Had a few fun days with a mummy. This guy would be wrapped up with cloth so you could only see slits where his eyes should be. He could catch fish but they and the terminal tackle whether single or treble hooks would almost every time end up tangling with some parts of his choice of wrapping. He wouldn't want to relinquish his command post at the bow with the trolling motor at all costs so we would drift away from the productive area or bang into some poor guy's million dollar yacht or dock or run a ground. I would always brace myself for impact after confirming with him he didn't want me to hop on the trolling motor while he unhooked he and his fish.  But the most embarrassing moments were when he would pontificate about how no other boat should be on his body of water doing anything other than bass fishing.  Don't get me wrong I would love to have a private bass pond of 30 or 40 square miles. But the string of profanity and if the poor boat captains of the occasional passersby could have seen his stare down through those mummy slits or hear any of the litany I would endure until the next distraction could have ever imagined was being thrown their way I was sure they would have come back several more times trying to do strafing runs for more entertainment.  But he could catch those pigs and after wrestling with them and almost talking them to death he would always give them a tender kiss.  Step off the boat and he was back to mild manner Clark Kent. I wonder how he is now that I moved on fearing his temper and attitude towards fellow men would some how be contagious as the flu.  I like to think that the non bass fishing vessel using the same body of water just ensures less fishing pressure and thus leaves the job for me to give the fish their lip piercing experience.


----------



## Havana Dude (Feb 14, 2017)

In my boat:

Partner firmly planted a floating worm traveling at about Mach 5' dead in the center of my back, and I was shirtless.

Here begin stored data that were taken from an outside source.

PR #1546, opened 2024-04-11
Close HTTP client owned by MinioClient

findepi:
MinioClient builder and MinioAsyncClient builder allocate a new OkHttpClient instance. OkHttpClient manages internal resources such as dispatcher thread pool for executing HTTP requests and should be closed to dispose of these resources.

### DIFF
--- a/api/src/main/java/io/minio/S3Base.java
+++ b/api/src/main/java/io/minio/S3Base.java
@@ -99,7 +99,7 @@ import okhttp3.Response;
 import okhttp3.ResponseBody;
 
 /** Core S3 API client. */
-public abstract class S3Base {
+public abstract class S3Base implements AutoCloseable {
   static {
     try {
       RequestBody.create(new byte[] {}, null);
@@ -136,7 +136,10 @@ public abstract class S3Base {
   protected String region;
   protected Provider provider;
   protected OkHttpClient httpClient;
+  protected boolean closeHttpClient;
 
+  /** @deprecated This method is no longer supported. */
+  @Deprecated
   protected S3Base(
       HttpUrl baseUrl,
       String awsS3Prefix,
@@ -146,6 +149,28 @@ public abstract class S3Base {
       String region,
       Provider provider,
       OkHttpClient httpClient) {
+    this(
+        baseUrl,
+        awsS3Prefix,
+        awsDomainSuffix,
+        awsDualstack,
+        useVirtualStyle,
+        region,
+        provider,
+        httpClient,
+        false);
+  }
+
+  protected S3Base(
+      HttpUrl baseUrl,
+      String awsS3Prefix,
+      String awsDomainSuffix,
+      boolean awsDualstack,
+      boolean useVirtualStyle,
+      String region,
+      Provider provider,
+      OkHttpClient httpClient,
+      boolean closeHttpClient) {
     this.baseUrl = baseUrl;
     this.awsS3Prefix = awsS3Prefix;
     this.awsDomainSuffix = awsDomainSuffix;
@@ -154,6 +179,7 @@ public abstract class S3Base {
     this.region = region;
     this.provider = provider;
     this.httpClient = httpClient;
+    this.closeHttpClient = closeHttpClient;
   }
 
   /** @deprecated This method is no longer supported. */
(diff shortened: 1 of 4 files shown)


api/src/main/java/io/minio/S3Base.java
```diff
@@ -145,7 +146,8 @@ protected S3Base(
       boolean useVirtualStyle,
       String region,
       Provider provider,
-      OkHttpClient httpClient) {
+      OkHttpClient httpClient,
+      boolean closeHttpClient) {
```
balamurugana, line 150: This breaks backward compatibility.

You would need to create another constructor and have this `closeHttpClient` argument and call the newly added constructor in this constructor.

Finally deprecate this constructor.

api/src/main/java/io/minio/S3Base.java
```diff
@@ -193,6 +197,7 @@ protected S3Base(S3Base client) {
     this.region = client.region;
     this.provider = client.provider;
     this.httpClient = client.httpClient;
+    this.closeHttpClient = false;
```
balamurugana, line 200:
```suggestion
    this.closeHttpClient = client.closeHttpClient;
```

balamurugana (changes requested):

api/src/main/java/io/minio/S3Base.java
findepi: good catch, fixed!

api/src/main/java/io/minio/S3Base.java
findepi: That depends on the purpose of this "copy" constructor, i.e. what semantics we want,
If the caller may use both instances of S3Base, only one should close the HTTP client (and then the other is not usable anymore).
If the caller is supposed to use only the new instance of S3Base, yes, we should copy the flag.

For now, I will copy the flag.

balamurugana:
Please fix the CI failure

findepi:
I see this failure on the CI
```
Error: Exception in thread "main" io.minio.errors.ServerException: server failed with HTTP status code 500
	at io.minio.S3Base$1.onResponse(S3Base.java:753)
	at okhttp3.internal.connection.RealCall$AsyncCall.run(RealCall.kt:519)
	at java.util.concurrent.ThreadPoolExecutor.runWorker(ThreadPoolExecutor.java:1149)
	at java.util.concurrent.ThreadPoolExecutor$Worker.run(ThreadPoolExecutor.java:624)
	at java.lang.Thread.run(Thread.java:750)
```

I am able to reproduce the failure locally with (following the CI script https://github.com/minio/minio-java/blob/fcbfa54e48214ab5a1c34b44b5f52bddca364d24/.github/workflows/gradle.yml#L34-L44)
```sh
./gradlew clean build && 
DEV_VERSION="$(./gradlew properties | awk '/^version:/ { print $2 }')" && 
javac -cp api/build/libs/minio-${DEV_VERSION}-all.jar functional/TestUserAgent.java &&
java -Dversion=${DEV_VERSION} -cp api/build/libs/minio-${DEV_VERSION}-all.jar:functional TestUserAgent
```

however, I think I am doing something wrong still, as the above fails also when I run it on master.
@balamurugana please help me what should be the right command to reproduce the CI failure

balamurugana:
@findepi `TestUserAgent.java` fails due to `example.org` server failure.  Could you apply below diff to this PR?

```diff
diff --git a/functional/TestUserAgent.java b/functional/TestUserAgent.java
index fca96cfb..51180f99 100644
--- a/functional/TestUserAgent.java
+++ b/functional/TestUserAgent.java
@@ -23,7 +23,7 @@ import java.util.Scanner;
 
 public class TestUserAgent {
   public static void main(String[] args) throws Exception {
-    MinioClient client = MinioClient.builder().endpoint("http://example.org").build();
+    MinioClient client = MinioClient.builder().endpoint("http://httpbin.org").build();
     ByteArrayOutputStream baos = new ByteArrayOutputStream();
     client.traceOn(baos);
     client.bucketExists(BucketExistsArgs.builder().bucket("any-bucket-name-works").build());
```

findepi:
@balamurugana done!

balamurugana (approved):

harshavardhana (approved):

findepi:
@balamurugana thanks for review! 
@harshavardhana thanks for the merge!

Super super nice guy, worked all the time, no time to practice. I had practiced, found good fish a couple days prior, so we started the morning on my spot. Literally his first cast, boom, 8 pounder. With all the ruckus of landing his catch, we drifted slightly away from the general area. So I got us back to where we needed to be, and boom, his second cast, a 9 pounder. 2 casts, 17 pounds of fish. He finished the day with 5, the rest being dinks, and I worked my tail off for one dink for the day. 

In another persons boat:

I drew the one fellow in the club that had a rocket for a bass boat. Day of tournament was in the mid 30's. I had brought my hunting suit to wear in transit, but that was about it. We get in the boat to ready for blast off, and he pulls out this huge motorcycle helmet with face shield. He looked at me and said, sorry, I just have the one. It was a miserable boat ride, and I literally could not function for about 10 minutes after we stopped.


----------



## ChatterBill (Feb 14, 2017)

Great stories. I enjoyed reading them. Thanks for taking the time to post them.


----------



## Eugene Stinson (Feb 14, 2017)

I used to fish a local weekly pot tournament. We had been coming to the scales with at least one 5+ pound bass for weeks in a row from our first spot. It is a spot where current comes out of 4 pipes in a 100 yards stretch. It is only real good till the water warns up to much which is usually about a 6 week period from the start of the season.

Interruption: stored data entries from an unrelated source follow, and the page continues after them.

PR #1573, opened 2024-07-02
remove bucket support force

dormanze:
As the title.


api/src/main/java/io/minio/MinioAsyncClient.java
```diff
@@ -1894,6 +1894,10 @@ public CompletableFuture<Void> removeBucket(RemoveBucketArgs args)
       throws InsufficientDataException, InternalException, InvalidKeyException, IOException,
           NoSuchAlgorithmException, XmlParserException {
     checkArgs(args);
+    if (args.isForce) {
+      return executeDeleteAsync(args, newMultimap("x-minio-force-delete", "true"), null)
```
balamurugana, line 1898: This MinIO server specific header is used to delete bucket or prefix forcefully. As it is two different kind of thing, either you use `extraHeaders` builder option or complete this PR only to `removeBucket` with appropriate builder methods.

balamurugana (changes requested):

One week we notice another boat follow close behind to where out first spot was but stayed a good ways away when we stopped. It was a distance relative of my partner that he had talked to about our success of late. They also fish this pot tourney as much as we did.

We blast off in order first to pay first to blast off. The next week the fore mention boat was boat 3 we were 6, and at blast off they were heading to our spot. I almost caught up to them but they managed to get in the area first. The best two spots are the first and fourth pipes. They pulled up to the first pipe (the best) and we started fishing from the 4th about 50 yards away. We exchanged conversations and in it we let them know we saw them follow us last week. They then got quiet but both boats fished on.

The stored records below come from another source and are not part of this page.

Issue #1564, opened 2024-05-26
Adding tolerant reader pattern feature


janwesterkamp:
Bucket names following a naming convention - which is good.
In some cases, object store implementations do not follow this naming convention, i.e. Ceph allows to set a flag to be able to ignoring it.
As a user, I would still be able to access such a (misconfigured) object store, at least with read access - meaning having the reader to be tolerant to this.

**In Detail:**

The naming convention for AWS S3 compatible APIs does not allow uppercase letters to be used on S3 compatible object stores:

    https://docs.aws.amazon.com/AmazonS3/latest/userguide/bucketnamingrules.html
    https://docs.ceph.com/en/latest/radosgw/s3/bucketops/#constraints

To make these names possible in Ceph, a separate flag (see note in link above about rgw_relaxed_s3_bucket_names flag) need to be set, to allow violating against this convention, i.e. allowing longer names or using uppercase letters for buckets.

In my concrete example I would like to access Copernicus Data Space Environment (CDSE) S3 Access service, which offers public access to earth observation data: https://documentation.dataspace.copernicus.eu/APIs/S3.html

Unfortunately it looks like CloudFerro as provider of this service used the Ceph flag mentioned above and uppercase letters for the bucket names and it is unclear if or when this will be fixed.

The S3 Access API offers these public available buckets:

    EODATA
    DIAS
 
At the moment, MinIO Java SDK and MinIO Client (mc) will not be able to access this object store instance (one of the biggest Ceph instances in the world, following CloudFerro).
While there are alternatives on the CLI (s3cmd, AWS CLI) that already implement the tolerant reader pattern, with Java it's only the AWS Java SDK (using the uppercase letters, but with other inconveniences for like accessing non-AWS resources), as far as I know.
However, listing the buckets with naming convention violation is possible with MinIO tooling, but not accessing objects inside.

So I would appreciate having the tolerant reader pattern implemented in the MinIO tooling to have a more lightweight access to data in environments like this.

As save way to achieve this might be to keep the strict setting by default and having a (tolerantReader) flag to be set to be able to access data violating the naming convention.

janwesterkamp:
It looks like this behaviour was under discussion in mc already before and has been implemented in MinIO Go already (but not in mc yet):

- https://github.com/minio/mc/issues/2157
- https://github.com/minio/mc/issues/2229
- https://github.com/minio/mc/issues/2134
- https://github.com/minio/mc/issues/1715
- https://github.com/minio/mc/issues/1664
[...]

PR #1576, opened 2024-08-05
Add skip bucket/region/object name validation as special usecase

rudgal:
Hello,

the minio-java client is my preferred way to access S3 buckets within java projects.

Unfortunately in my current project I need to access an on-premises S3 bucket. 
For some historic reasons the bucketname contains underscores and as such does not adhere to the official [naming rules](https://docs.aws.amazon.com/AmazonS3/latest/userguide/bucketnamingrules.html). 
Sadly I have no means to correct this bucketname easily without causing severe efforts throughout the organization.

For this reason I would appreciate to have a possibility to disable the validation in such cases.
With this PR I'd like to propose a feasible solution.

I researched passt issues/change-requests, this might also be related to #1564 .

### DIFF
--- a/api/src/main/java/io/minio/BucketArgs.java
+++ b/api/src/main/java/io/minio/BucketArgs.java
@@ -39,9 +39,13 @@ public abstract class BucketArgs extends BaseArgs {
       extends BaseArgs.Builder<B, A> {
     private static final Pattern BUCKET_NAME_REGEX =
         Pattern.compile("^[a-z0-9][a-z0-9\\.\\-]{1,61}[a-z0-9]$");
+    private boolean validateBucket = true;
 
     protected void validateBucketName(String name) {
       validateNotNull(name, "bucket name");
+      if (!validateBucket) {
+        return;
+      }
 
       if (!BUCKET_NAME_REGEX.matcher(name).find()) {
         throw new IllegalArgumentException(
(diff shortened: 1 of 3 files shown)


api/src/main/java/io/minio/BucketArgs.java
```diff
@@ -39,9 +39,13 @@ public abstract static class Builder<B extends Builder<B, A>, A extends BucketAr
       extends BaseArgs.Builder<B, A> {
     private static final Pattern BUCKET_NAME_REGEX =
         Pattern.compile("^[a-z0-9][a-z0-9\\.\\-]{1,61}[a-z0-9]$");
+    private boolean validateBucket = true;
```
balamurugana, line 42: 1. rename this member as `private boolean skipValidation = false;` and fix it accordingly
2. Add skip validation check to `ObjectArgs` as well.

api/src/test/java/io/minio/MakeBucketArgsTest.java
```diff
@@ -51,6 +51,11 @@ public void testEmptyRegionBuild() {
     Assert.fail("exception should be thrown");
   }
 
+  @Test()
+  public void testInvalidBucketNameWithoutValidation() {
```
balamurugana, line 55: Remove this obvious test

balamurugana (changes requested):

rudgal:
Thanks for your feedback, adapted it accordingly.

balamurugana (approved):

harshavardhana (approved):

I guess since they saw us fishing from afar they were not fishing the spot right or from the right angle to catch the fish. They were throwing plastics and we caught our big fish on large crankbaits first then we would go to the worms.

After we fished for an hour with a c-rig and only boated a couple average fish we left it and they had caught one too and soon left also. We had only stop 1/4 mile down lake so we saw them leave. We quickly ran back to the spot and in 5 or so cast had a kicker in the boat and one under 3. At weigh-in my partner told them where we caught them and did it just after they left.

The next week my steady partner could not make this one so I fished alone. This time they were waiting for the guy to start taking the money and got boat #1 I was about boat 5 or 6 so I did not try to hurry to the spot.

When I got there they were fishing at the forth pipe and was boating a fish under 2 pounds. I was able to set up on the best spot and started throwing my normal crank. Second cast I hooked and boated a fish over 5 as they watched. I tried not to let them see what I was throwing but they were staring. A few cast later I caught a 2# fish. 
The relative (boater) had been digging through his tackle and started fishing a crank bait. Few cast later I boated a 2+ pound fish. His partner in the back of the boat is now starting to throwa crankbait.

Here is where it get funny, and as I relive this in my head it is hard to type. 
He (boater/relative) has been changing lures every 5 casts, fishing faster and faster. He looked so frantic and was watching me more than his own pole.
I soon hook another big fish.  I lipped him on the opposite side of the boat from them and trying to make it look like I am hiding it but also making sure they see it is a 4 pounder.

No sooner than I got the fish in the livewell I heard a loud scream like a scared 10 year old girl. I turn to see a large crank bait hanging from the shirtless back of the guy in the back of the boat. And him yelling "you dumb ..... you hooked me in the back".

I tried to keep fishing but just could not. Every time he would say "stop playing and just yank it out" followed by that girl scream again , I almost bust out laughing. 
After 4 or 5 of them I just buried my face in my hat and left. 

At weigh-in I saw them but no lure. They stayed toward the back of the crowd watching me get paid.
Even though it is legal and within the rules to do what they did and I never said anything harsh to them about it,   YES I did think it was sweet revenge for them spot jumpers.


----------